AC: “Yes! So, right now what we are working on is a name change for Collins Plastic Surgery, it will be called Synergy Plastic Surgery. We are going to be one company now which will allow for more integration as well as sharing all of our electronic records. We are also going to be creating a laser center as part of the Plastic Surgery Practice, expanding more recovery bays, a call center, expanding more in the plastic surgery practice. We are also looking at adding a training and consulting division for not only our staff but outside providers who are looking to come and learn from us on how to have better practices and make their businesses more successful. I’m really excited about this new division of the business because I feel it will really set us apart as industry leaders.”
SKB: “That is amazing! Things have really evolved and blossomed in a huge way!”
AC: “It’s only taken 13 years!” [Laughter from both]
SKB: “Thank you SO much for sharing your story and the story of Synergy and I know that everyone who knows and loves Synergy and those of us who work for you are very excited as to where we are headed in the coming years!”

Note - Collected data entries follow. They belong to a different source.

PR #337, opened 2026-06-10
Add Bootz test and scripts.

Chounoki:


test/run_bootz_with_http.sh
gmacf, line 1: Why do we need these scripts that spin up the emulator? Doesn't Monax handle that automatically (from bootz_test.go?)

test/monax_bootz.go
```diff
@@ -0,0 +1,78 @@
...
+	defer func() {
+		if err := sut.Stop(ctx); err != nil {
+			log.ErrorContextf(ctx, "Failed to stop SUT: %v", err)
+		}
+	}()
+
+	fmt.Println("=========================================================================")
+	fmt.Println("The SUTs (Bootz, HTTP) are now ready and running in Monax containers.")
+	fmt.Println("=========================================================================")
+	fmt.Println(">>> To test DHCP Bootz: <<<")
```
gmacf, line 64: Do we really need these? Ondatra bindings let you run gNOI and/or CLI commands on the DUT without needing any human intervention, which is going to be important for having an automated test.

test/bootz_test.go
```diff
@@ -0,0 +1,78 @@
...
+	"fmt"
+	"os"
+	"os/signal"
+	"testing"
+
+	log "github.com/golang/glog"
+	"github.com/openconfig/monax"
+	"github.com/openconfig/monax/monaxtest"
+	"github.com/openconfig/monax/runtime/kubernetesruntime"
+)
```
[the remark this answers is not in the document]
Chounoki: Done.

test/bootz_test.go
```diff
@@ -0,0 +1,78 @@
...
+	fmt.Println(">>> To test DHCP-less Bootz: <<<")
+	fmt.Println("1. Run the DHCP-less Bootz commands on your chassis to start the testing.")
+	fmt.Println("=========================================================================")
+	fmt.Println("After you finish the testing, press Ctrl+C to stop the SUTs.")
+	fmt.Println("=========================================================================")
+
+	sigchan := make(chan os.Signal, 1)
+	signal.Notify(sigchan, os.Interrupt)
+	<-sigchan
+}
```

With over 24 years of skincare experience, Anna Churchill began her career as a professional makeup artist and licensed aesthetician. She is a certified Para-medical aesthetician specializing in acne, aging skin, antioxidants, and alpha hydroxyl acids. Anna has traveled extensively to teach innovative skin care techniques to dermatologists, plastic surgeons, aestheticians and spa owners in Asia, Canada and the US. Anna has also been very active working in product formulation and training for some of the world’s top skin care companies, such as Swissline by Dermalab, NeoStrata and SkinCeuticals. She formulated her own line of products, Synergy Clinical Skin care, which focuses on hyperpigmentation, correction of aging, acne, and other conditions. She is an industry consultant and a regular contributor to various magazine publications. Anna often speaks at industry conferences, training business owners and providers on skin care and medical aesthetics. She also speaks on behalf of Sciton to physicians and owners, discussing best practices for enhancing results with their superior laser technology. Anna is very active in the non-profit community and is an avid supporter of our local performing arts organizations. She serves on the Executive Board for The North Carolina Theatre, and is an active supporter of Carolina Ballet, CAM Raleigh, Theatre Raleigh, among others.